Think of Claude Code as a team of extremly fast and efficient human developers.
It is not possible then that you as a teamleader check every single developers decision about package usage. You will create (pre-)guidelines and checks and verifications within CI.
Same is with Claude Code. You have to tell it what to do. But because it is much faster than humans developers, you can tell him: do 100% TDD, write a test for 100% of functionality, do full end to end testing every time, and if you find something solve it until all verification gates are green.

And yes, there is still halluzination, but with proper guidelines and the latest Models (Fable 5), this got way better. But think of the humnan development team… not all of them will be the worlds leading employees in this domain… you will have to take precautions to automatically recognize and fix common mistakes. Same with Claude Code…

As an example, most Clauders now you use the context7 plugin… it always ensures, that Claude Code works with the latest SDK docs of the project… automatic and within seconds.

It’s not about untested code, but more about the risk of getting infected with malware.
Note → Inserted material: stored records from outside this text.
Issue #1140, opened 2021-09-20
Going back does not recalculate screen height when parent height is dynamic


somebody32:
## Description

I have a native stack navigator inside a bottom sheet. The bottom sheet's height is dynamic and depends on the currently focused screen. The problem is when going from a taller screen into a smaller one and then back `UIViewControllerWrapperView` and its children (`RNSScreen & RNSScreenView`) stay the size of the previous screen (check flipper screenshot below). Visually it is not changing anything, but taps are not registered anywhere below the old height.

### Screenshots
Here I have the first screen where the whole area is tappable and navigates to the second small screen. When coming back, I can not tap anymore below the top 100px (the height of the second screen).

https://user-images.githubusercontent.com/25742/133996001-1c2a7f48-0220-40af-b4bf-c71c53cde0a7.mov

<img width="1322" alt="image" src="https://user-images.githubusercontent.com/25742/133996127-1e99bdd5-a05f-44cf-9c88-8df4c47105fa.png">

Currently, I'm changing the height via the `useFocusEffect` hook from react-navigation. The problem can go away if I do that on `transitionEnd`, but that would highly delay the animation.

I would be happy to start working on a snack but maybe there is a fast solution that I'm not aware of?

## Package versions
- React: 17.0.2
- React Native: 0.65.1
- React Native Screens: 3.7.2

WoLewicki:
I think the repro is necessary here since it seems like the native screen height passed to the `RNSScreenView` component is wrong for some reason and I see no quick solution to that.

somebody32:
@WoLewicki here you have it, hope it helps https://github.com/somebody32/RNScreensHeightRepro
tried to put in on snack, but the exact bottom sheet lib version doesn't resolve there.

WoLewicki:
I tested the repro you provided and when I swipe to go back, it works correctly. I think the problem comes from the fact that you use `useFocusEffect`, which is not a best option for `native-stack` since it is fired at the beginning of transition when navigating from JS, and at that moment the correct layouts are not set yet. When navigating natively, it is fired only after the transition is done, and it resolves in the proper behavior. Isn't the usage of `transitionEnd` proper from the visual point of view, where you first navigate, and then the bottomSheet gets the correct view? Also, it makes it consistent with navigating natively.

somebody32:
Thank you, @WoLewicki. 

[...]

PR #3906, opened 2026-04-20
fix(iOS, Tabs): prevent double event on more tab navigation

kkafar:
## Description

When a user had something already pushed onto the stack inside the *more tab*, navigated away and then came back, the navigation state update event was dispatched **twice**:

1. First from `tabBarController:didSelectViewController:` delegate callback,
2. Second from `UINavigationControllerDelegate`'s `navigationController:didShowViewController:animated:`.

This PR fixes that by gating the second dispatch behind a new flag, so state only progresses when navigation was actually triggered via `pushViewController`.

Closes https://github.com/software-mansion/react-native-screens-labs/issues/1140

### Known risk

The flag is set in the swizzled `pushViewController`, while what we truly want to detect is navigation originating from `UIMoreList`. This could break if `UIMoreNavigationController` calls `pushViewController` from other internal paths — I have not found such edge cases, but open to suggestions for a more precise detection.

### Considered alternative

Deduplication on the `eventemitter` / `TabsHost` layer was considered and rejected — it would mean tolerating incorrect `RNSTabBarController` behavior and working around it upstream. Fixing it at the source is preferred.

### Side effect worth noting

When the user is in tab `Sixth`, selects the more tab item (navigating to the *more list*), and then selects `Sixth` again from the list — this now triggers another `OnTabSelected` event with fresh provenance (native state progresses) and `OnTabSelected#isRepeated` set to **`false`**.

I consider this correct: we inform the programmer *where* the user navigated, and `isRepeated = false` signals "no way this should trigger a special effect", which is the intended purpose of that payload field. Open for discussion.

## Changes

- Added `shouldProgressStateOnMoreNavigationControllerPush` flag on `RNSTabBarController`.
- Flag set to `YES` inside the swizzled `rns_pushViewController`, reset in `init`.
- Renamed the `UINavigationControllerDelegate` callback override from `didShowViewController:` to `willShowViewController:` and guarded `userDidSelectViewController:` call behind the flag — clearing it after use.

## Test plan

Tested with:

- `apps/src/tests/single-feature-tests/tabs/test-tabs-more-navigation-controller.tsx`

Reproduction steps (before the fix):

1. Build the `FabricExample` iOS app with more than 5 tabs configured (triggers the *More* tab).
2. Navigate into a tab accessible only via the *More* list (e.g. `Sixth`).
3. Push some screen onto its stack.
4. Switch to a different visible tab, then return to the *More* tab.
5. Observe that `onNativeStateChange` / `OnTabSelected` fires twice per return.

After the fix only a single event is dispatched.

Additional scenario to verify the intentional side effect:

1. Select tab `Sixth` via the *More* list.
2. Tap the *More* tab item again (goes back to *More* list).
3. Tap `Sixth` again from the list.
4. Expect a new `OnTabSelected` event with `isRepeated = false`.

## Checklist

- [ ] Ensured that CI passes

### DIFF
--- a/ios/tabs/host/RNSTabBarController.mm
+++ b/ios/tabs/host/RNSTabBarController.mm
@@ -21,6 +21,8 @@
 - (BOOL)moreNavigationController:(UINavigationController *)navigationController
         shouldPushViewController:(UIViewController *)viewController;
 
+@property (nonatomic, readwrite) BOOL shouldProgressStateOnMoreNavigationControllerPush;
+
 @end
 
 #if RNS_MORE_NAVIGATION_CONTROLLER_AVAILABLE
@@ -51,6 +53,8 @@ rns_pushViewController(__unsafe_unretained id self, SEL _cmd, UIViewController *
     };
     const auto msgSendSuperPushViewController =
         reinterpret_cast<void (*)(struct objc_super *, SEL, UIViewController *, BOOL)>(objc_msgSendSuper);
+
+    [tabBarController setShouldProgressStateOnMoreNavigationControllerPush:YES];
     msgSendSuperPushViewController(&superInfo, _cmd, viewController, animated);
   }
 }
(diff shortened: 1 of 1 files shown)


LKuchno:
Checked this fix on iPhone 17 pro with ios26.2. Issue #1140 not occur :)

kligarski (approved):
Looks good.

t0maboro (approved):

It often happens that Claude comes up with an npm package that doesn’t exist. But sometimes, hackers will publish an npm package with that name, so that whenever Claude installs the previously non-existent package, it will then infect you with malware. I would recommend reading this article for more information about the hallucinated packages:

Yes, but human developers don’t simply come up with packages that don’t exist​:wink:

Claude seems to be missing some fundamental Homey specifics though.
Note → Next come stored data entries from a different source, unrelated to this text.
PR #3907, opened 2026-04-20
chore(tests): allow forcing tab-select action when already selected

kkafar:
## Description

Extends the `selectTab` navigation method and the `tab-select` reducer action
with an optional `forceAction` flag. Previously, dispatching `tab-select` for
the currently selected route was a no-op (the reducer returned the existing
state). With `forceAction: true`, callers can bypass that short-circuit and
re-run the selection logic even when the target route is already active.

This is useful for scenarios where selecting the already-selected tab should
still produce a side effect (for example, to re-trigger an effect subscribed
to selection changes, or to reset internal state tied to a tab).

## Changes

- Added `forceAction: boolean` to `TabsNavigationActionSelectTab`.
- Extended `SelectTabMethod` signature with an optional `forceAction` flag.
- `selectTab` in `useTabsNavigationMethods` now forwards the flag (defaulting
  to `false`) to the dispatched action.
- Updated the reducer's early-return guard in `tabsActionSelectTabHandler` so
  it no longer short-circuits when `forceAction` is set.

## Test plan

Manual verification in `FabricExample`:

1. Open a tabs-based screen in the example app.
2. Call `selectTab(routeKey)` with the current route's key — confirm the state
   remains unchanged (existing behavior preserved).
3. Call `selectTab(routeKey, true)` with the current route's key — confirm the
   reducer proceeds past the early-return and emits a new state.

No new automated tests added; the change is a non-breaking API extension with
a default-off behavior.

## Checklist

- [ ] Ensured that CI passes

### DIFF
--- a/apps/src/shared/gamma/containers/tabs/reducer.tsx
+++ b/apps/src/shared/gamma/containers/tabs/reducer.tsx
@@ -65,7 +65,7 @@ function tabsActionSelectTabHandler(
     return state;
   }
 
-  if (state.confirmedState.selectedRouteKey === action.routeKey) {
+  if (state.confirmedState.selectedRouteKey === action.routeKey && !action.forceAction) {
     return state;
   }
 
--- a/apps/src/shared/gamma/containers/tabs/TabsContainer.tsx
+++ b/apps/src/shared/gamma/containers/tabs/TabsContainer.tsx
@@ -127,8 +127,9 @@ function useTabsNavigationMethods(dispatch: React.Dispatch<TabsNavigationAction>
   );
 
   const selectTab: SelectTabMethod = React.useCallback(
-    (routeKey: string) => {
-      dispatch({ type: 'tab-select', routeKey });
+    (routeKey: string, forceAction?: boolean) => {
+      const shouldForceAction = forceAction ?? false;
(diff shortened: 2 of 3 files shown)


kligarski (approved):
It would be nice to have some kind of test for regression testing.

apps/src/shared/gamma/containers/tabs/reducer.tsx
t0maboro, line 72: I'm observing an additional render triggering tab reselect with `forceAction`. Looks like this line will create a new state object, and in `useTabsHostNavState` we'll recompute `hostNavState`, even if the state is the same regarding values - is this intended?

kkafar: Yeah, exactly. When forcing the action we want to trigger the render.

There is one problem though, however I do not know how to work around it.
Namely, if we navigated to the tab via JS, and then try to navigate via JS again to that tab -> React render will be triggered, but it won't result in any update on the native side, because when diffing props React will conclude that there were no changes.

t0maboro: tough one, in current shape the only path I'm seeing would be via incrementing the provenance with some workarounds for this specific case

PR #3909, opened 2026-04-20
fix(iOS): fallback to `imageNamed` for custom SF symbols

aaronleopold:
## Description

This PR fixes an issue where custom SF Symbols fail to render in iOS components (e.g., stack menus).

Currently, `react-native-screens` uses `systemImageNamed` to resolve symbols but custom ones bundled into the app's asset catalogs are not loadable this way (reference [here](https://developer.apple.com/documentation/uikit/uiimage/init(systemname:)?language=objc#Discussion)).

The docs pointed me to use [`imageNamed`](https://developer.apple.com/documentation/uikit/uiimage/init(named:)?language=objc), instead.

## Changes

`ios/RNSBarButtonItem.mm`

- Updated `resolveImageFromConfig` to use `imageNamed` when `systemImageNamed` is nil

| Before | After |
| --- | --- |
| Before | After |

## Test plan

I did not add tests. The code change was simple enough to get done with linting and following the docs, but I am not familiar enough with objc to know best practices. I can try to spend more time on this area if needed, but mostly tested the fix via a patch applied to local dev builds. You can see that work [here](https://github.com/stumpapp/stump/commit/7be690d248d749c8aa10efcf46e9f40cb6a6d6c7), if interested or helpful at all

## Checklist

- [ ] Ensured that CI passes

### DIFF
--- a/ios/RNSBarButtonItem.mm
+++ b/ios/RNSBarButtonItem.mm
@@ -136,7 +136,11 @@ static UIMenuOptions RNSMakeUIMenuOptionsFromConfig(NSDictionary *config);
 {
   NSString *sfSymbolName = dict[@"sfSymbolName"];
   if (sfSymbolName != nil) {
-    completionBlock([UIImage systemImageNamed:sfSymbolName]);
+    UIImage *image = [UIImage systemImageNamed:sfSymbolName];
+    if (!image) {
+      image = [UIImage imageNamed:sfSymbolName];
+    }
+    completionBlock(image);
     return;
   }
 


ios/RNSBarButtonItem.mm
```diff
@@ -136,7 +136,11 @@ + (void)resolveImageFromConfig:(NSDictionary *)dict
 {
   NSString *sfSymbolName = dict[@"sfSymbolName"];
   if (sfSymbolName != nil) {
-    completionBlock([UIImage systemImageNamed:sfSymbolName]);
+    UIImage *image = [UIImage systemImageNamed:sfSymbolName];
+    if (!image) {
+      image = [UIImage imageNamed:sfSymbolName];
+    }
```
satya164, line 142: imo it shouldn't implictly fallback to custom image. it should be explicit.

having the same exact way to specify system sf symbols and custom ones makes it impossible to provide proper type checking, since system sf symbols are a union of known values and custom sf symbols can be any string.

kkafar (commented):
I agree with @satya164 here. Why not use `imageSource` or `xcasset` directly?

aaronleopold:
Thank you both for your time and for giving feedback!

> Why not use imageSource or xcasset directly?

I think I see what you are referring to in the code, I missed that conditional block in my narrow trace through. For my use-case, expo-router doesn't support passing a custom `xcasset`. The `icon` is typed as `SFSymbol | ImageSourcePropType` and, again this isn't quite my domain, I can't quite get any sf symbol, custom or system, to load as image sources.

So, if I understand things correctly, it seems my effort is potentially better directed there to make sure I can wire up the toolbar items with `xcasset` instead.

I'll close this PR. Thanks again for the pointer!

PR #3918, opened 2026-04-21
chore(types): remove nullability from some `children` props in unstable/experimental components

kligarski:
## Description

This PR is a follow-up to https://github.com/software-mansion/react-native-screens/pull/3719. We adjust `children` property to be not nullable for `Host` components (Tabs, Split and Stack v5) and subviews in Stack v5 implementation.

This change is applied only to unstable/experimental components so it shouldn't be considered a breaking change.

## Changes

- wrap `ReactNode`/`ViewProps['children']` in `NonNullable` for:
  - `StackHost`
  - `TabsHost`
  - `SplitHost`
  - `StackHeaderSubview` and related places in `StackHeaderConfig`

N/A

## Test plan

`yarn check-types`

## Checklist

- [x] Ensured that CI passes

### DIFF
--- a/src/components/gamma/stack/header/android/StackHeaderSubview.android.types.ts
+++ b/src/components/gamma/stack/header/android/StackHeaderSubview.android.types.ts
@@ -9,7 +9,7 @@ export type StackHeaderSubviewTypeAndroid =
 export type StackHeaderSubviewCollapseModeAndroid = 'off' | 'parallax';
 
 export type StackHeaderSubviewProps = {
-  children?: ViewProps['children'] | undefined;
+  children: NonNullable<ViewProps['children']>;
 
   type?: StackHeaderSubviewTypeAndroid | undefined;
   collapseMode?: StackHeaderSubviewCollapseModeAndroid | undefined;
--- a/src/components/gamma/split/SplitHost.types.ts
+++ b/src/components/gamma/split/SplitHost.types.ts
@@ -113,7 +113,7 @@ export type SplitHostCommands = {
 };
 
 export interface SplitHostProps extends ViewProps {
-  children?: React.ReactNode | undefined;
+  children: NonNullable<React.ReactNode>;
   ref?: React.Ref<SplitHostCommands> | undefined;
 
   /**
--- a/src/components/gamma/stack/header/StackHeaderConfig.android.types.ts
+++ b/src/components/gamma/stack/header/StackHeaderConfig.android.types.ts
@@ -26,7 +26,7 @@ export interface StackHeaderToolbarSubviewAndroid {
    *
    * @platform android
    */
-  Component: ReactNode;
+  Component: NonNullable<ReactNode>;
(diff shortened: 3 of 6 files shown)


kligarski (commented):
I decided not to mess with overriding `children` prop in Fabric specs but it's not a public API so it shouldn't be a problem.

src/components/gamma/stack/header/android/StackHeaderSubview.android.types.ts
```diff
@@ -9,7 +9,7 @@ export type StackHeaderSubviewTypeAndroid =
 export type StackHeaderSubviewCollapseModeAndroid = 'off' | 'parallax';
 
 export type StackHeaderSubviewProps = {
-  children?: ViewProps['children'] | undefined;
+  children: NonNullable<ViewProps['children']>;
```
t0maboro, line 12: shouldn't we allow to pass `undefined` for the subview? for me it seems that it might be rendered conditionally in some cases

t0maboro (approved):

src/components/gamma/stack/header/android/StackHeaderSubview.android.types.ts
kligarski: You can pass `undefined` to the entire `*Subview` prop in header config:

```ts
  /**
   * @summary Custom view rendered behind the header content.
   *
   * @platform android
   */
  backgroundSubview?: StackHeaderBackgroundSubviewAndroid | undefined;
  /**
   * @summary Custom view placed in the leading (start) slot of the toolbar.
   *
   * @platform android
   */
  leadingSubview?: StackHeaderToolbarSubviewAndroid | undefined;
```

But `StackHeaderToolbarSubviewAndroid`/`StackHeaderBackgroundSubviewAndroid` enforces non-nullable component and therefore `StackHeaderSubview` component (which won't be a part of public API, header config is the only place you will be able to configure subview) can require non-nullable component.

kligarski: You will be able to conditionally render the subview in header config - is this enough for the use case you brought up?

t0maboro: okay, if undefined subview on HC level and undefined children inside HeaderSubview props have an equivalent domain, we're good to go

kligarski: `StackHeaderConfig.leadingSubview` - may be `undefined`. If so, we don't render `StackHeaderSubview` at all.

If `StackHeaderConfig.leadingSubview` is defined, we require `StackHeaderConfig.leadingSubview.Component` to be also defined and we render `StackHeaderSubview` with `StackHeaderConfig.leadingSubview.Component` as a child.

Therefore `StackHeaderSubview.children` also requires defined component.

For instance, using a random UUID as device ID is not a good idea, and Homey stores aren’t encrypted.

very good point… I will check what Claude suggests how to handle it. Thanks for that special feedback.

Yes indeed, the whole point of that ID is to make sure that the same device can only be added once. Should be a unique identifier (e.g. ID from the cloud server of the manufacturer or the MAC address).

Yes. However, stores can’t be fetched from the API. Settings can be fetched from the API though. AFAIK there is no way to encrypt anything on Homey.

I see…
Some other Homey Apps are using the IP address (com.luxtronik.heatpump/drivers/luxtronik-heatpump/driver.js ), but this is also not recommended by Pairing | Homey Apps SDK.

But how do I get the MAC address at this point?

And that’s another vibe coded (fully AI-generated) app, so the same applies here with the AI not being able to understand Homey’s architecture.

How does your device connect? Most devices connect using a cloud service, usually those store an ID for the device that you can use. If it connects via a LAN connection it can be trickier.